Each line of the records below that includes "working" adds one to the count; state the final count by itself.

##### Extracted information

PR #2118, opened 2014-05-14
Updates the revert script.

### LINKED ISSUE #1986: Deployments not always reverting features

angaither:
This handles reverting features that are in a needs review state.
In the piped command it ignores the word 'review' so that modules are listed in the same place.

Fixes #1986

### DIFF
--- a/bin/ds
+++ b/bin/ds
@@ -162,7 +162,7 @@ function build {
   drush --script-path=../bin/ php-script enable_modules.php
 
   echo 'Reverting Features'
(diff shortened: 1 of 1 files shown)


aaronschachter:
Has this been tested by changing features locally and running?  if yes, then go for it. 

I still personally would prefer to just use `drush -y fra` to keep this code a little more readable, but can't really speak to the resources that this method saves. Curious to hear input from others heavily involved in beta bending (cc: @desmondmorris @mshmsh5000 @blisteringherb )

PR #2119, opened 2014-05-14
Basic required field client-side validation.

### LINKED ISSUE #1917: Signup Data Form: why_signedup JS validation
Blocked by #1912 

If the signup data form is configured to collect the `why_signedup` property, JS validation should check to make sure a value exists.

### LINKED ISSUE #1957: [Signup Data Form] error messages for leaving required fields blank
Ideally we would treat required fields for all signup data forms (like state or zip code when collecting addresses) the same as we treat last name.

This way the page wouldn't re-load with error messages but instead prevent the user from submitting the form with those blank fields.

http://screencast.com/t/A5dByVsMIx2q

### LINKED ISSUE #2091: Signup Data - User feedback for each field when filling out the form
Decide whether to prompt the user to change it based on how severe the changes are. Some are only capitalization changes.

DFurnes:
Fixes #1917. Fixes #1957. Fixes #2091.


weerd:
:+1:

PR #2127, opened 2014-05-14
Fixes Old People Copy bug in Signup Data Form

aaronschachter:
@angaither Please review. 

The ol' copy paste routine.  Gets em every time.


angaither:
:+1:

PR #2129, opened 2014-05-15
Sms Game

aaronschachter:
@angaither @barryclark @desmondmorris @blisteringherb @mshmsh5000  Please give a look if you have time.  Nothing urgent, Development on SMS Game isn't scheduled until next week -- this is a prototype and up for discussion.  

I have to say that it was really quick and easy to build out, being that all the fields and preprocess functions all exist already. Creating a new content type / module / preprocess functions / template seems like it would have been way more painful.
- Adds a new `field_campaign_type` to the Campaign content type, with options `campaign` and `sms_game`.
- Adds a new view mode for the Campaign entity, `sms_game`, which is returned if the `field_campaign_type` is set to `sms_game.`
- Adds JS into the campaign node edit form to conditionally hide field_groups / fieldsets that only apply to campaigns.  This is not complete for SMS Game, as some shared fields like Scholarship and Rules will need to be moved out of the "Prove It" section, which isn't visible for a SMS game. 
- Adds a `node--campaign--sms-game.tpl.php` to the theme to render a SMS Game
- Beginnings of the SMS Game Signup form
- Beginnings of abstracting the campaign preprocess functions into smaller functions that can be re-used between different campaign types.

Progress so far: 

sms game


desmondmorris:
+1 for using view modes here

angaither:
This is awesome, totally validates our feels that this is probably the way to go since dev time was so quick.
Should have done this for campaign groups! :anguished: 
Also is that javascript you wrote?! :smiley_cat:

aaronschachter:
The Javascript was the painful part.  It's embarassing how long it took to write that.

I agree, if we go this route, it does feel right that `grouped_campaigns` coudl be either a campaign type, or possibly even a static content type.  The kicker with it is that it  shares about the same # of fields from both content types.  

The good news with grouped campaigns is that we just need to launch the Hunt, but then none else on the horizon... so we have some room to refactor.  If it was built as a campaign, it would require adding even MORE fields to the campagin type (mainly the Gallery field collection).  

That's the danger in going this route, is adding more and more fields ot the campaign type to encompass for all the variations.  However, I think for SMS Game, I'd liek to add a custom table that stores the properties, instead of adding more and more fields (like the Mobilecommons Alpha/Beta opt-in paths, which is different from the regular Mobilecommons Opt in path variable)

desmondmorris:
@aaronschachter I still think a single content type with variants and a lot of fields is easier to manage than a bunch of types with mostly the same fields.  (that sounded alot better before I wrote it).  But you are right there is always room to refactor and its good to see an example of this route.

angaither:
@desmondmorris couldn't agree more!
Thanks for taking the time to stub this out @aaronschachter

aaronschachter:
Absolutely, it was one of those things where as I was building it, once i got the view modes working, it seemed like yessss this is much better than the dual content type.  Thanks for reviewing, @angaither and @desmondmorris 

Sooo, this should be safe to merge, I've tested with campaigns to make sure I didn't break anything.  It'll be easy to keep adding SMS Game stuff piece by piece, but should merge sooner than later to get in the preprocess changes to avoid conflicts later. What say yous? Mergey?

Issue #1841, opened 2014-04-17
Version paths for static assets + long expire times


mshmsh5000:
We want the best of both worlds:
1. Have browsers cache static assets for a long time.
2. Retain the ability to force browsers to load updated assets.

We have the first quality right now, but not the second: `file.css` is usually served with a 30-day [TTL](http://www.w3.org/Protocols/rfc2616/rfc2616-sec14.html#sec14.9), but browsers may then ignore when we update `file.css` within the TTL period.

The classic solution for providing the second quality is versioning within the path. So `file.css` becomes, e.g., `/v1.0.1/file.css`. `/v1.0.1` gets stripped out by the web server, making it just a logical designation. The next deployment will update this to, e.g., `/v1.0.2`, or `/v1.1`.

This approach would fit nicely with our desire to version every release and supply the web heads with an env var set to the deployed version. This could get injected at the application level on page construction.

mshmsh5000:
@desmondmorris @DFurnes @weerd @aaronschachter @barryclark Take a think on this, plz. /cc @mikefantini

mikefantini:
@mshmsh5000 @desmondmorris @aaronschachter @DFurnes @weerd @barryclark since we just launched a new homepage and it looks super whack without the proper css (see image below), is there any way we could change the TTL period to be 1 day just momentarily and then update it to 30-day TTL?

![rge-screenshot 1](https://cloud.githubusercontent.com/assets/6330971/2736522/903a7eb0-c66e-11e3-8e55-1779a86b7588.png)

barryclark:
Assigning this one to @mshmsh5000

DFurnes:
:+1:

Makes sense to me to make a set of theme helper methods that generate the stylesheet, script, or image tag with the proper versioned path on the Drupal application side. Shouldn't have any problems with URLs in CSS then since those are all relative & will be tied to the cache on the old versioned CSS.

We'll also need to make sure we tie Bower assets to the same versioned path, since our Neue CSS in there changes fairly frequently.

mikefantini:
Went to our site using intern computer on Chrome, Windows 7, and saw this: 
![image](https://cloud.githubusercontent.com/assets/6330971/2818934/7f2a5c34-cee9-11e3-90f2-5ae33c0e8506.png)

@barryclark let's chat when you get in and prioritize this accordingly.

barryclark:
@mshmsh5000 is release tagging blocking this moving forward? 

[...]

PR #2132, opened 2014-05-15
Adds VERSION marker and drupal variable

desmondmorris:
### What's this PR do?

This pull request updates the deployment logic to create markers to indicate the current release version.  On deploy, a file named `VERSION` is created with the tag version and added to the webroot - an [example](http://staging.beta.dosomething.org/VERSION).  A Drupal variable `ds_version` is also updated with the current tag version as well.  It can be accessed like so: `variable_get('ds_version', NULL);`
### Where should the reviewer start?

https://github.com/desmondmorris/dosomething/blob/version-marker/config/deploy.rb#L28-L29
### How should this be manually tested?

Pull down this branch and run a test deployment on QA or the staging server.  I have already done so on staging.

Something like: `capistrano staging deploy branch=vX.X.X`

Then, visit: http://staging.beta.dosomething.org/VERSION AND from vagrant check the value of the ds_version variable like so: `drush @ds.staging vget ds_version`
### Any background context you want to provide?

This functionality gives us the ability to pull in akamai hosted paraneue assets by version number.  We also can check the version status across tiers.
### What are the relevant tickets?
#1841

### DIFF
--- a/config/deploy.rb
+++ b/config/deploy.rb
@@ -11,13 +11,6 @@ end
 
 set :ssh_options, { :forward_agent => true }
 
-# Default value for :linked_files is []
-# set :linked_files, %w{config/database.yml}
-
-# Default value for linked_dirs is []
-# set :linked_dirs, %w{bin log tmp/pids tmp/cache tmp/sockets vendor/bundle public/system}
-
-
 namespace :deploy do
 
   desc "Run ds build tasks"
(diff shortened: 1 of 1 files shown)


config/deploy.rb
```diff
@@ -11,13 +11,6 @@
 
 set :ssh_options, { :forward_agent => true }
 
-# Default value for :linked_files is []
-# set :linked_files, %w{config/database.yml}
-
-# Default value for linked_dirs is []
-# set :linked_dirs, %w{bin log tmp/pids tmp/cache tmp/sockets vendor/bundle public/system}
```
aaronschachter, line 18: So all this is gone since we're using dyanmic directories for the version #'s ?

desmondmorris, line 18: Yah, that is the default stuff that is in that file when you scaffold a new cap project.  All that stuff is rails related.  Figured I would clean it up while i was in there

aaronschachter:
:+1:

PR #1838, opened 2014-04-16
Issue1748-Create_dosomething_mbp-v2

deezone:
See original pull request that could not be merged:
https://github.com/DoSomething/dosomething/pull/1752

Fixes #1748
- moves dosomething_user_mbp_request() to dosomething_mbp_request()
- replaces calls to dosomething_user_mbp_request() with dosomething_mbp_request()
  - dosomething_reportback_mbp_request()
  - dosomething_signup_mbp_request()
  - dosomething_user_user_pass_submit()
  - dosomething_user_new_user()
- **More work to be done** on the permissions related to this issue.

PR #2133, opened 2014-05-15
Removes unneeded feature file

deezone:
Feature reverts should stop complaining with the removal of this unneeded feature file. The `dosomething_mbp` module do not require features exported to files as it does not have UI components.


desmondmorris:
+1 ship it

aaronschachter:
WAIT there is an `administer message broker` permission defined.

aaronschachter:
It was formerly defined by `dosomething_user` and there was an issue to move it into DS MBP so `message_broker` was not a dependecy of `dosomething_user`.  I will find the related issues.

aaronschachter:
See https://github.com/DoSomething/dosomething/issues/1748#issuecomment-40020391. 

The `dosomething_mbp` module is not properly defining this because it's not including the relevant features.inc.

The proper way to fix would be to `drush -y fe dosomething_mbp "user_permission: administer message broker"` -- not sure if thats correct syntax for the permission, you can find it by using `drush fc`

aaronschachter:
This module SHOULD define the permissions, because they are needed for administrators, and message broker is already a dependency.

desmondmorris:
/me retracts previous comment due to ignorance

deezone:
Should the permissions be defined in `message_broker_producer` or `dosomething_mbp`? All of the admin UI lives in `message_broker_producer`. `dosomething_mbp` has all of the DS specific code based logic.

aaronschachter:
`dosomething_mbp`, because the permission for the "administrator role" is DS specific. `message_broker_producer` is considered a contrib module.

deezone:
OK, sounds good.

aaronschachter:
@DeeZone You'll have to do some investigation with `dosomething_user`.  Right now `drush fc --exported user_permission` shows the `user_permission:administer message_broker_producer` defined in `dosomething_user.`  However there was a PR (#1838) that tried to remove this and add it in, which seems to be causing `dosomething_user` to be unable to fully revert. #1838 never added a features.inc include. Once you get it out of `dosomething_user`, use the `drush fe` command to export it into `dosomething_mbp` properly.

PR #2139, opened 2014-05-15
Updating all features with a node type to have the sms display mode.

angaither:
All features with node types are showing as overriden because they don't have the field instance display for the new sms view mode.

this will fix the overriden features.


aaronschachter:
:+1: Good find. As @angaither and I discussed, this seems to be the only "Gotcha" in using view modes as a sub-content-type... the view mode is available to any content type.  Doesn't really matter much since we never use the "Manage display", but.. thats Dries for you.

PR #4090, opened 2015-02-27
Updating preview gallery order of items.

### LINKED ISSUE #3934: preview images w/ multiple reportbacks should show most recent first
related to #3829

I thought that issue wasn't working properly, but I realized it is I had just reported back with more than 5 images and so it seemed like my new image was replacing the old one, not adding to my gallery

weerd:
## Fixes #3934

Quick fix to where the latest submission image get added to in the mini gallery after a user crops a new image.

@DoSomething/front-end


DFurnes:
:ship:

##########

◆ **Answer to this task**
2